**EXERCISE DIRECTIONS:** Under this line are the records; write out word for word the part that begins at the line containing "-296,6 +296,10 @@" and ends at the line containing "well as object", and no more.

**DATASET RECORDS:**
-=-=-
PR #4934, opened 2022-12-08
build: Update to header 1.3.237

mikes-lunarg:
- Update known-good
- Generate source


mikes-lunarg:
FYI @mark-lunarg this will bring in the new maintenance extensions

ziga-lunarg (approved):

PR #4938, opened 2022-12-09
layers: Fix mem leak

juan-lunarg:


layers/core_validation.cpp
```diff
@@ -4809,6 +4809,7 @@ void CoreChecks::PreCallRecordDestroyDevice(VkDevice device, const VkAllocationC
 
         if (result != VK_SUCCESS) {
             LogInfo(device, "UNASSIGNED-cache-retrieval-error", "Validation Cache Retrieval Error");
+            free(validation_cache_data);
```
juan-lunarg, line 4812: clang-tidy found this minor issue. Where we return early on an error and don't free the memory.

Tony-LunarG (approved):
LGTM

jeremyg-lunarg (approved):
Fix is correct but could we use std::vector<uint8_t> or some other RAII object to avoid the need for freeing at all?

juan-lunarg:
> Fix is correct but could we use std::vector<uint8_t> or some other RAII object to avoid the need for freeing at all?

My plan is to address all the malloc/free calls in VVL in another PR.

PR #4944, opened 2022-12-10
layers: Add helper function for counting bits set

spencer-lunarg:
Create a `GetBitSetCount` util for all the spots doing 32-bit mask bit counting


mark-lunarg (approved):
This is nice!  Just did a bunch of these the old way...

PR #4959, opened 2022-12-13
tests: Use vk_testing:: objects in descriptor tests

jeremyg-lunarg:
Add some stuff to make the vk_testing:: objects easier to use:

- vk_testing::*::destroy() methods 
- vk_testing::Buffer::address() and another constructor that makes it easy to set VK_MEMORY_ALLOCATE_DEVICE_ADDRESS_BIT

Then convert a bunch of descriptor tests to use these objects instead of raw vulkan handles.

### DIFF
--- a/tests/vklayertests_descriptor_renderpass_framebuffer.cpp
+++ b/tests/vklayertests_descriptor_renderpass_framebuffer.cpp
@@ -32,8 +32,6 @@
 #include "layer_validation_tests.h"
 
 TEST_F(VkLayerTest, InvalidDescriptorPoolConsistency) {
-    VkResult err;
-
     TEST_DESCRIPTION("Allocate descriptor sets from one DS pool and attempt to delete them from another.");
 
     m_errorMonitor->SetDesiredFailureMsg(kErrorBit, "VUID-vkFreeDescriptorSets-pDescriptorSets-parent");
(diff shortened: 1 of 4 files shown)


spencer-lunarg (approved):
LGTM, really reduces a lot of code in a nice way!

tests/vktestbinding.cpp
```diff
@@ -46,12 +47,14 @@ namespace {
     } while (0)
 
 #define NON_DISPATCHABLE_HANDLE_DTOR(cls, destroy_func) \
-    cls::~cls() noexcept {                              \
-        if (initialized()) {                            \
-            destroy_func(device(), handle(), NULL);     \
-            handle_ = VK_NULL_HANDLE;                   \
+    void cls::destroy() {                               \
+        if (!initialized()) {                           \
```
juan-lunarg, line 51: Shouldn't `destroy` also be marked an `noexcept`?

tests/vktestbinding.h
```diff
@@ -519,6 +532,8 @@ class Buffer : public internal::NonDispHandle<VkBuffer> {
         return barrier;
     }
 
+    VkDeviceAddress address() const;
```
juan-lunarg, line 535: Use ` [[nodiscard]] ` attribute.

tests/vktestbinding.cpp
jeremyg-lunarg: It could be.

tests/vktestbinding.h
jeremyg-lunarg: I'm not sure about this. vkGetBufferDeviceAddress() doesn't allocate the address, just returns it.  Does it really matter if the caller discards it?

juan-lunarg: Why would you call the function if you intend to discard the result?

jeremyg-lunarg: Ok. I don't have a good reason for to not tell people not to do that. :)

arno-lunarg: Pls do not add `[[nodiscard]]`! For some tests I wrote, I called `vk::GetBufferDeviceAddress` without storing the address, because calling this function will register the buffer and its address in the address -> buffers map.

arno-lunarg:
Nice, I am waiting for this to be merged so that I use those changes in https://github.com/KhronosGroup/Vulkan-ValidationLayers/pull/4861

tests/vktestbinding.h
arno-lunarg: Or maybe it is up to me to add [[maybe_unused]], since what I describe is a corner case...

Tony-LunarG (approved):
LGTM! Nice Cleanup

tests/vklayertests_descriptor_renderpass_framebuffer.cpp
```diff
@@ -3462,51 +3337,39 @@ TEST_F(VkLayerTest, FramebufferCreateErrors) {
...
-    {
-        if (!multiviewSupported) {
-            printf("VK_KHR_Multiview Extension not supported, skipping tests\n");
-        } else {
-            // Test multiview renderpass with more than 1 layer
-            uint32_t viewMasks[] = {0x3u};
-            auto rpmvci = LvlInitStruct<VkRenderPassMultiviewCreateInfo>(nullptr, 1u, viewMasks, 0u, nullptr, 0u, nullptr);
-            auto rpci_mv = LvlInitStruct<VkRenderPassCreateInfo>(&rpmvci, 0u, 0u, nullptr, 1u, &subpass, 0u, nullptr);
+    if (!multiviewSupported) {
+        printf("VK_KHR_Multiview Extension not supported, skipping tests\n");
```
arno-lunarg, line 3353: GTEST_SKIP this?

jeremyg-lunarg: there's additional checking the test that happens after this statement that should run even without multiview extension

juan-lunarg (approved):

PR #4963, opened 2022-12-14
Use DS dynamic state for draw time checks

spencer-lunarg:
- First move all the dynamic state in `ValidationStateTracker` to `PostCallRecord`
- collapse the `EXT` functions to use a single helper function
- For all "at draw time call" check if DepthStencil state was set dynamically (currently we are checking only the static value for most values)
- Note: I want to fix this with other pipeline states as well, but this is a good first step


jeremyg-lunarg (approved):
LGTM / +2

PR #4964, opened 2022-12-14
layers: Remove layer_data::optional typedef

juan-lunarg:


layers/vk_layer_data.h
```diff
@@ -873,14 +870,11 @@ class TlsGuard {
     T *operator->() { return &(*payload_); }
 
   private:
-    thread_local static optional<T> payload_;
+    inline thread_local static std::optional<T> payload_{};
```
juan-lunarg, line 873: C++17 allows you to inline static member variables to avoid defining them in the source file.

https://github.com/AnthonyCalandra/modern-cpp-features/blob/master/CPP17.md#inline-variables

jeremyg-lunarg (approved):
LGTM / +2

ncesario-lunarg (approved):
I'm good with this if others are. Presumably we won't be going backwards in standard versions, and using a non-standard version of `optional` seems unlikely.

Tony-LunarG (approved):
LGTM

PR #5415, opened 2023-03-10
layers: Add validation for XCB surface creation

juan-lunarg:
- Add VUIDs/testing for X11 surface creation
- Fix typo in Xcb validation

### DIFF
--- a/layers/stateless/parameter_validation_utils.cpp
+++ b/layers/stateless/parameter_validation_utils.cpp
@@ -5796,8 +5796,7 @@ bool StatelessValidation::manual_PreCallValidateCreateWin32SurfaceKHR(VkInstance
     bool skip = false;
 
     if (pCreateInfo->hwnd == nullptr) {
-        skip |= LogError(device, "VUID-VkWin32SurfaceCreateInfoKHR-hwnd-01308",
-                         "vkCreateWin32SurfaceKHR(): hwnd must be a valid Win32 HWND but hwnd is NULL.");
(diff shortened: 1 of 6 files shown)


layers/stateless/parameter_validation_utils.cpp
```diff
@@ -5848,20 +5848,43 @@ bool StatelessValidation::manual_PreCallValidateCreateXcbSurfaceKHR(VkInstance i
...
+                                                                     const VkXlibSurfaceCreateInfoKHR *pCreateInfo,
+                                                                     const VkAllocationCallbacks *pAllocator,
+                                                                     VkSurfaceKHR *pSurface) const {
+    bool skip = false;
+
+    const auto display = pCreateInfo->dpy;
+    const auto window = pCreateInfo->window;
+
+    if (display == nullptr) {
+        skip |= LogError(device, "VUID-VkXlibSurfaceCreateInfoKHR-dpy-01313", "vkCreateXlibSurfaceKHR: connection is NULL!");
```
arno-lunarg, line 5877: I think `connection` should be `display` instead in the error message?

arno-lunarg (approved):
LGTM! One comment on error message

layers/stateless/parameter_validation_utils.cpp
juan-lunarg: Good catch 👍🏾

ncesario-lunarg (approved):

PR #5421, opened 2023-03-13
Add VUID 00758 (2nd PR)

arno-lunarg:
Add VUID-VkGraphicsPipelineCreateInfo-subpass-00758 after request in https://github.com/KhronosGroup/Vulkan-ValidationLayers/issues/4075

## Previous PR

https://github.com/KhronosGroup/Vulkan-ValidationLayers/pull/5377
In the previous PR, validation was performed at pipeline creation time, using state stored in the supplied render pass. This is incorrect, as the supplied render pass only serves as a template in this context.
Validation is now done at pipeline bind time, using a new attribute `active_subpass_sample_count_` stored in `CMD_BUFFER_STATE`

## Some context for 00758 

VUID-VkGraphicsPipelineCreateInfo-subpass-00758
> If the pipeline is being created with fragment output interface state, and subpass does not use any color and/or depth/stencil attachments, then the rasterizationSamples member of pMultisampleState must follow the rules for a zero-attachment subpass

zero-attachment subpass definition:
> It is legal for a subpass to use no color or depth/stencil attachments, either because it has no attachment references or because all of them are VK_ATTACHMENT_UNUSED. This kind of subpass can use shader side effects such as image stores and atomics to produce an output. In this case, the subpass continues to use the width, height, and layers of the framebuffer to define the dimensions of the rendering area, and the rasterizationSamples from each pipeline’s VkPipelineMultisampleStateCreateInfo to define the number of samples used in rasterization; however, **if VkPhysicalDeviceFeatures::variableMultisampleRate is VK_FALSE, then all pipelines to be bound with the subpass must have the same value for VkPipelineMultisampleStateCreateInfo::rasterizationSamples**.

VkPhysicalDeviceFeatures::variableMultisampleRate definition:
> VkPhysicalDeviceFeatures::variableMultisampleRate specifies whether all pipelines that will be bound to a command buffer during a subpass which uses no attachments must have the same value for VkPipelineMultisampleStateCreateInfo::rasterizationSamples. If set to VK_TRUE, the implementation supports variable multisample rates in a subpass which uses no attachments. **If set to VK_FALSE, then all pipelines bound in such a subpass must have the same multisample rate**. This has no effect in situations where a subpass uses any attachments.

### DIFF
--- a/layers/state_tracker/cmd_buffer_state.h
+++ b/layers/state_tracker/cmd_buffer_state.h
@@ -296,6 +296,10 @@ class CMD_BUFFER_STATE : public REFCOUNTED_NODE {
     uint32_t active_render_pass_device_mask;
     uint32_t GetActiveSubpass() const { return active_subpass_; }
     void SetActiveSubpass(uint32_t subpass);
+    std::optional<VkSampleCountFlagBits> GetActiveSubpassRasterizationSampleCount() const { return active_subpass_sample_count_; }
+    void SetActiveSubpassRasterizationSampleCount(VkSampleCountFlagBits rasterization_sample_count) {
+        active_subpass_sample_count_ = rasterization_sample_count;
+    }
     std::shared_ptr<FRAMEBUFFER_STATE> activeFramebuffer;
     // Unified data structs to track objects bound to this command buffer as well as object
     //  dependencies that have been broken : either destroyed objects, or updated descriptor sets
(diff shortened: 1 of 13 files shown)


layers/state_tracker/cmd_buffer_state.h
```diff
@@ -294,7 +294,12 @@ class CMD_BUFFER_STATE : public REFCOUNTED_NODE {
 
     VkSubpassContents activeSubpassContents;
     uint32_t active_render_pass_device_mask;
-    uint32_t activeSubpass;
+    uint32_t GetActiveSubpass() const { return active_subpass_; }
```
spencer-lunarg, line 297: nit: We don't normally use a getter for just grabbing a `public` member

spencer-lunarg (approved):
-=-=-
**EXERCISE OUTPUT:**
@@ -296,6 +296,10 @@ class CMD_BUFFER_STATE : public REFCOUNTED_NODE {
     uint32_t active_render_pass_device_mask;
     uint32_t GetActiveSubpass() const { return active_subpass_; }
     void SetActiveSubpass(uint32_t subpass);
+    std::optional<VkSampleCountFlagBits> GetActiveSubpassRasterizationSampleCount() const { return active_subpass_sample_count_; }
+    void SetActiveSubpassRasterizationSampleCount(VkSampleCountFlagBits rasterization_sample_count) {
+        active_subpass_sample_count_ = rasterization_sample_count;
+    }
     std::shared_ptr<FRAMEBUFFER_STATE> activeFramebuffer;
     // Unified data structs to track objects bound to this command buffer as well as object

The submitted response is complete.